:: Data for the task ::
PR #813, opened 2016-07-13
ncm-spma: handle group names containing spaces

### LINKED ISSUE #812: ncm-spma doesn't handle properly group names with embedded spaces
A YUM group name can be made of multiple words (a string with spaces). This is not handled properly by `ncm-spma`. In addition, if the group name is incorrect (the group doesn't exist), the error logged is difficult to interpret (no explicit error logged).

jouvin:
- Also improve logging in case of error during the group expansion
- Fixes #812

### DIFF
--- a/ncm-spma/src/main/perl/spma/yum.pm
+++ b/ncm-spma/src/main/perl/spma/yum.pm
@@ -363,11 +363,19 @@ sub expand_groups
 
     my $pkgs = Set::Scalar->new();
 
-    while (my ($group, $types) = each(%$groups)) {
+    while (my ($group_e, $types) = each(%$groups)) {
+        # A group can contain spaces and thus is escaped
+        my $group = unescape($group_e);
+        $self->debug(2, "Getting packages for group '$group'");
         my $what = join(",", grep($types->{$_}, keys(%$types)));
         my $lst = $self->execute_yum_command([REPOGROUP, $what, $group],
-                                             "Group expansion", 1)
-            or return undef;
+                                             "Group expansion", 1);
+        # If a group doesn't exist, the repoquery command returns an empty string
+        # with a success exit code.
+        unless ( $lst ) {
+          $self->error("Error during group '$group' expansion (group probably doesn't exist)");
+          return undef;
+        }
         $pkgs->insert(split(/\n/, $lst));
     }
     return $pkgs;
--- a/ncm-spma/src/main/perl/spma/yum.pm
+++ b/ncm-spma/src/main/perl/spma/yum.pm
@@ -363,10 +363,11 @@ sub expand_groups
 
     my $pkgs = Set::Scalar->new();
 
-    while (my ($group_e, $types) = each(%$groups)) {
+    foreach my $group_e (sort(keys(%$groups))) {
         # A group can contain spaces and thus is escaped
         my $group = unescape($group_e);
         $self->debug(2, "Getting packages for group '$group'");
+        my $types = $groups->{$group_e};
         my $what = join(",", grep($types->{$_}, keys(%$types)));
         my $lst = $self->execute_yum_command([REPOGROUP, $what, $group],
                                              "Group expansion", 1);


ncm-spma/src/main/perl/spma/yum.pm
```diff
@@ -363,11 +363,20 @@ sub expand_groups
 
     my $pkgs = Set::Scalar->new();
 
-    while (my ($group, $types) = each(%$groups)) {
+    while (my ($group_e, $types) = each(%$groups)) {
+        # A group can contain spaces and thus is escaped
```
:::
Task description >> Look through the records for the word "unescape". Every line that has it should be copied.

Your solution >>
+        my $group = unescape($group_e);
         my $group = unescape($group_e);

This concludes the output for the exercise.